There is also a format-agnostic and adaptable heuristic to stop compression if
the initial part (say, first 1MB) of the file seems incompressible. I'm not
sure whether this is widespread, but I've seen at least one software doing
that and it worked well. This can be combined with other kinds of heuristics
like entropy estimation.

------
no_wizard
This is a really interesting write up of their use of Brotli! Makes me wonder
if there might be a novel way I could leverage it beyond HTTP Responses.

I never realized the advantages of brotli over zlib could be so extensive, in
particular, it appears they're getting a huge speed boost (I think also in
part that its written in Rust)

>we were able to compress a file at 3x the rate of vanilla Google Brotli using
multiple cores to compress the file and then concatenating each chunk.
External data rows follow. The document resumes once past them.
PR #931, opened 2022-05-13
LPS-153647 Remove rules that start with *

georgel-pop-lr:
LPS-153647 Remove rules that start with *, these rules are fixes for IE7 that we don't support anymore, and it should be removed as we have clients that complain about their accessibility tests failing cause of it

### DIFF
--- a/third-party/projects/alloy-ui/src/aui-button-item-deprecated/assets/aui-button-item-deprecated-core.css
+++ b/third-party/projects/alloy-ui/src/aui-button-item-deprecated/assets/aui-button-item-deprecated-core.css
@@ -6,22 +6,15 @@
     white-space: nowrap;
     width: auto;
     overflow: visible;
-    *padding: 2px 5px 2px 4px;
-    *width: 1;
 }
 .buttonitem-icon {
     display: inline-block;
     margin-top: -3px;
     vertical-align: middle;
-    /* IE6/7 */
-    *text-indent: 0;
-    *margin-top: 1px;
 }
 .buttonitem-label {
     line-height: 1em;
     display: inline-block;
-    /* IE6/7 */
-    *line-height: 1.4em;
 }
 .buttonitem-label {
     padding: 0 5px;
@@ -35,15 +28,9 @@
     box-sizing: content-box;
     -moz-box-sizing: content-box;
     -webkit-box-sizing: content-box;
-    /* IE6/7 */
-    *height: 24px;
-    *width: 24px;
 }
 .buttonitem-icon-only .buttonitem-icon {
     margin-top: 0;
-    /* IE6/7 */
-    *margin-top: -1px;
-    *margin-left: -1px;
 }
 .gecko .buttonitem-icon-only .buttonitem-icon {
     margin-top: -3px;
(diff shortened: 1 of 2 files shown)


bryceosterhaus:
@georgel-pop-lr are customers able to just ignore those these sort of rules? I am just slightly concerned about making changes to a deprecated package so that a customer can have their tests pass.

cc @dsanz, not sure if you know of any support-type rules we would have for this, I don't know if we have certain criteria of when we will update deprecated packages.

georgel-pop-lr:
> @georgel-pop-lr are customers able to just ignore those these sort of rules? I am just slightly concerned about making changes to a deprecated package so that a customer can have their tests pass.
> 
> cc @dsanz, not sure if you know of any support-type rules we would have for this, I don't know if we have certain criteria of when we will update deprecated packages.

Hi @bryceosterhaus,

I'm afraid the customer would want this fixed, as we already did in some other libraries and portal. The problem is that the tool they use for accessibility would not be able to process this CSS, so the tests would not be reliable.

Regards.

dsanz:
Hi @bryceosterhaus @georgel-pop-lr 

Although it looks like this looks to affect to IE7 only, I'd like to make sure that IE11 users, which we still support in maintenance branches, are not affected.

In that case, it should be safe to remove these, particularly if they're causing problems to current a11y checkers. This stance is supported by the fact that we should not consider any IE version below 11 ([browsers policy](https://help.liferay.com/hc/es/articles/360018305911)). 

> I don't know if we have certain criteria of when we will update deprecated packages.
Afaik there's no fixed rule for this. I'm supporting the idea of updating just because, outside of IE7 universe, we're serving wrong CSS

georgel-pop-lr:
> Hi @bryceosterhaus @georgel-pop-lr
> 
> Although it looks like this looks to affect to IE7 only, I'd like to make sure that IE11 users, which we still support in maintenance branches, are not affected.
> 
> In that case, it should be safe to remove these, particularly if they're causing problems to current a11y checkers. This stance is supported by the fact that we should not consider any IE version below 11 ([browsers policy](https://help.liferay.com/hc/es/articles/360018305911)).
> 
> > I don't know if we have certain criteria of when we will update deprecated packages.
> 
> Afaik there's no fixed rule for this. I'm supporting the idea of updating just because, outside of IE7 universe, keeping this means we're serving wrong CSS

Thanks, @dsanz, for checking this.

@bryceosterhaus please let me know your thoughts on this and if we can merge it.

Like this, I can give an answer to the client.

Regards.

bryceosterhaus:
@georgel-pop-lr I will look at adding and this and releasing today. Just gonna re-run the windows CI and see if that still fails

bryceosterhaus:
Hmm, this looks to continue to fail on windows.

georgel-pop-lr:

Side note: I admit, at first I thought they were talking the Broccoli build
system[0]

[0][https://github.com/broccolijs/broccoli](https://github.com/broccolijs/broccoli)

------
jeffbee
The tradeoff between client CPU time and upload speed is interesting. If they
need to be able to output compressed text at 100mbps, that gives a budget of
~100ns/byte, or pretty much what they would have been spending with zlib in
the first place. But on my fiber connection I only have a budget of 10ns/byte.
Does that mean you'd use the equivalent of `brotli -q 1` for me? If so,
doesn't the march of progress continually erode the advantages of compression
in this use case?

------
shadykiller
Is it possible to use this as rsync replacement ?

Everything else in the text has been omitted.